FIGS. 11 a and 11 b illustrate cross-sectional side views of alternate secondary indexing collet associated with a service tool assembly for use with the improved well completion system. -
FIG. 11 c illustrates cross-sectional side view of a deactivated opening tool associated with a service tool assembly for use with the improved well completion system. -
FIG. 12 illustrates a cross-sectional side view of an opening tool activation assembly associated with a lowermost production zone assembly for use with the improved well completion system. -
FIG. 13 illustrates a cross-sectional side view of a hydraulic opening tool activation assembly associated with a lowermost production zone assembly for use with the improved well completion system. -
FIG. 14 illustrates a pressure test assembly and indicating collet assembly associated with a lowermost production zone assembly for use with the improved well completion system. -
FIG. 15 illustrates an alternate nose piece associated with a service tool assembly for use with the improved well completion system. - The Figures described above and the written description of specific structures and processes below are not intended to limit the scope of what Applicants have invented or the scope of protection for those inventions. The Figures and written description are provided to teach any person skilled in the art to make and use the inventions for which patent protection is sought. Those skilled in the art will appreciate that not all features of a commercial implementation of the inventions are described or shown for the sake of clarity and understanding. Persons of skill in this art also appreciate that the development of an actual commercial embodiment incorporating aspects of the present inventions will require numerous implementation-specific decisions to achieve the developer's ultimate goal for the commercial embodiment. Such implementation-specific decisions may include, and likely are not limited to, compliance with system-related, business-related, government-related and other constraints, which may vary by specific implementation, location and from time to time. While a developer's efforts might be complex and time-consuming in an absolute sense, such efforts would be, nevertheless, a routine undertaking for those of skill this art having benefit of this disclosure. The inventions disclosed and taught herein are susceptible to numerous and various modifications and alternative forms.

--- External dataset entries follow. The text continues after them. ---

PR #14099, opened 2025-10-14
[frameworks] Detect nitro when nitro package exists

onsclom:
Nitro is switching from `nitropack (v2)` to `nitro (v3)`: https://v3.nitro.build/docs/quick-start#create-a-nitro-project

This updates Nitro framework detection to detect the `nitro` package.

### DIFF
--- a/packages/frameworks/src/frameworks.ts
+++ b/packages/frameworks/src/frameworks.ts
@@ -2333,7 +2333,7 @@ export const frameworks = [
       'Nitro lets you create web servers that run on multiple platforms.',
     website: 'https://nitro.build/',
     detectors: {
-      every: [{ matchPackage: 'nitropack' }],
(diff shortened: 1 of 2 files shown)


packages/frameworks/src/frameworks.ts
```diff
@@ -2351,7 +2351,7 @@ export const frameworks = [
         value: 'dist',
       },
     },
-    dependency: 'nitropack',
+    dependency: 'nitro',
```
tknickman: Do we need to support either nitropack or nitro?

onsclom: This field is actually unused for new frameworks with `detectors`, so deleted this field to make things more clear!

https://github.com/vercel/vercel/blob/43db6c62b29cbf093e729e362b5120c8ce46f1aa/packages/frameworks/src/types.ts#L194-L200

tknickman (approved):

PR #14101, opened 2025-10-14
Revert "Temporarily skip failing nextjs tests (#14034)"

ijjk:
Re-enables and updates tests for latest v16 canary as turbopack was made the default and PPR flag was disabled so we need to lock some tests that relied on those specific semantics to a previous canary and update newer ones that test more general features that have been moved to `cacheComponents` flag. 

This reverts commit ca7b9042fa3ac2877eeb672453cb13f163c00eab.


.changeset/empty-laws-think.md
```diff
@@ -0,0 +1,2 @@
+---
```
ztanner: we need an actual changeset since `next/src/utils` changed right?

ijjk: Ah true

ztanner (approved):

PR #14590, opened 2026-01-12
Exit early in `vc bisect` if good and bad URLs are the same

TooTallNate:
### TL;DR

Added validation to prevent `vc bisect` from running when good and bad URLs are identical.

### What changed?

- Added an early exit condition in the `bisect` command that checks if the good and bad deployment URLs are the same
- Added a corresponding error message: "Good and Bad deployments must be different"
- Created a new test case to verify this validation works correctly

### How to test?

Run the `vc bisect` command with the same URL for both `--good` and `--bad` parameters:
```
vc bisect --good https://example.vercel.app --bad https://example.vercel.app --path /docs
```
The command should exit with an error message and return code 1.

### Why make this change?

Running a bisect operation when both the good and bad deployments are the same doesn't make sense and would waste resources. This validation prevents users from accidentally running an invalid bisect operation.

### DIFF
--- a/.changeset/gentle-cups-itch.md
+++ b/.changeset/gentle-cups-itch.md
@@ -1,0 +1,5 @@
+---
+'vercel': patch
+---
+
+Exit early in `vc bisect` if good and bad URLs are the same
--- a/packages/cli/src/commands/bisect/index.ts
+++ b/packages/cli/src/commands/bisect/index.ts
@@ -172,6 +172,11 @@ export default async function bisect(client: Client): Promise<number> {
     return 1;
   }
 
+  if (badDeployment.url === goodDeployment.url) {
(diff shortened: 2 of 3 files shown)


TooTallNate:
* **#14590** <a href="https://app.graphite.com/github/pr/vercel/vercel/14590?utm_source=stack-comment-icon" target="_blank">Graphite</a> 👈 <a href="https://app.graphite.com/github/pr/vercel/vercel/14590?utm_source=stack-comment-view-in-graphite" target="_blank">(View in Graphite)</a>
* `main`


<h2></h2>

tknickman (approved):

styfle (approved):

ijjk (approved):

PR #14604, opened 2026-01-13
[builders]: remove getSpawnOptions usage

LukeSheard:
# Overview

This is a re-apply of https://github.com/vercel/vercel/pull/14176 without the changes to remove `getSpawnOptions` from the `build-utils` package due to the breaking changes that happened. 

## Background 

The vercel environment now populates the right tools into the toolchain when subprocess are spawned in user-space. This means that builders now no longer need to think about the toolchains they need to provision. 

In this case we no longer re-create `$PATH` to include the node version which is needed for the build.


LukeSheard:
* **#14604** <a href="https://app.graphite.com/github/pr/vercel/vercel/14604?utm_source=stack-comment-icon" target="_blank">Graphite</a> 👈 <a href="https://app.graphite.com/github/pr/vercel/vercel/14604?utm_source=stack-comment-view-in-graphite" target="_blank">(View in Graphite)</a>
* `main`


<h2></h2>

marc-vercel (approved):
Code wise LGTM - Can you add in the PR what we talked privately: which change caused the previous revert and how we are avoiding the same problem now?

PR #14608, opened 2026-01-13
[cli] Do not show default settings when framework is detected

onsclom:
Default project settings are often not useful or confusing:
image

This PR hides those project settings when a framework is auto-detected, but still leaves the option to modify the settings

After:
image


packages/cli/src/util/input/edit-project-settings.ts
```diff
@@ -108,30 +108,35 @@ export async function editProjectSettings(
...
-              : chalk.italic(`${defaultSetting.placeholder}`)
-          }`
-        )}\n`
-      );
+      const defaultSetting = framework.settings[setting];
+      const override = localConfigurationOverrides?.[setting];
+
+      if (!override && defaultSetting) {
+        output.print(
+          `${chalk.dim(
```
mehulkar, line 131: we need to kill chalk

ricardo-agz (approved):

packages/cli/src/util/input/edit-project-settings.ts
```diff
@@ -108,30 +108,35 @@ export async function editProjectSettings(
...
-            isSettingValue(defaultSetting)
-              ? defaultSetting.value
-              : chalk.italic(`${defaultSetting.placeholder}`)
-          }`
-        )}\n`
-      );
+      const defaultSetting = framework.settings[setting];
+      const override = localConfigurationOverrides?.[setting];
+
+      if (!override && defaultSetting) {
```
mehulkar, line 129: should this be `!override && !defaultSetting`? IIUC, if a framework is detected, and it has default settings, we don't want to print

packages/cli/src/util/input/edit-project-settings.ts
```diff
@@ -108,30 +108,35 @@ export async function editProjectSettings(
   output.print(
     !framework.slug
       ? `No framework detected. Default Project Settings:\n`
-      : `Auto-detected Project Settings (${styledFramework(framework.name)}):\n`
+      : `Auto-detected Project Settings for ${styledFramework(framework.name)}\n`
```
mehulkar, line 111: feel like we need some kind of glyph on the left side so it aligns with the rest of the output also (or maybe some leading `...` ?

mehulkar (approved):
nothing blocking, some qs

packages/cli/src/util/input/edit-project-settings.ts
tknickman: Yea I agree with this. Maybe ✓?

packages/cli/src/util/input/edit-project-settings.ts
onsclom: If it gets here, it didn't detect a framework, so `defaultSetting` will be the default settings for no framework

packages/cli/src/util/input/edit-project-settings.ts
onsclom: Sounds like the existing util `output.log` instead of `output.print` is a good fit for this and it prepends with `>`:

image

tknickman: Nice!

PR #14617, opened 2026-01-14
[experimental-services] multi service builds

ricardo-agz:
Implements the baseline zero-config services detection when a project's framework = "services"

- The use of a singular term is not intended as limiting of the number of items. Also, the use of relative terms, such as, but not limited to, “top,” “bottom,” “left,” “right,” “upper,” “lower,” “down,” “up,” “side,” and the like are used herein for clarity in reference to the Figures and are not intended to limit the invention or the embodiments that come within the scope of the appended claims. “Uphole” generally refers to the direction in which equipment is tripped out the well. “Downhole” generally refers to the direction that is the opposite of uphole for a particular well. The improved well completion systems disclosed and taught herein may be used in vertical wells, deviated wells and/or horizontal wells.
- Applicants have created an improved system for completing in a single downhole trip one or more hydrocarbon bearing formations (production zones) traversed by a well bore. The improved well completion system accomplishes multiple tasks in a single downhole trip and provides for well bore operations, such as, but not limited to, formation fracturing and gravel packing operations, squeeze and circulating conditions, and real time annulus pressure monitoring, all with no production zone length restriction. The improved well completion system may comprise a completion assembly comprising two or more production zone assemblies and a production packer, and a service tool assembly.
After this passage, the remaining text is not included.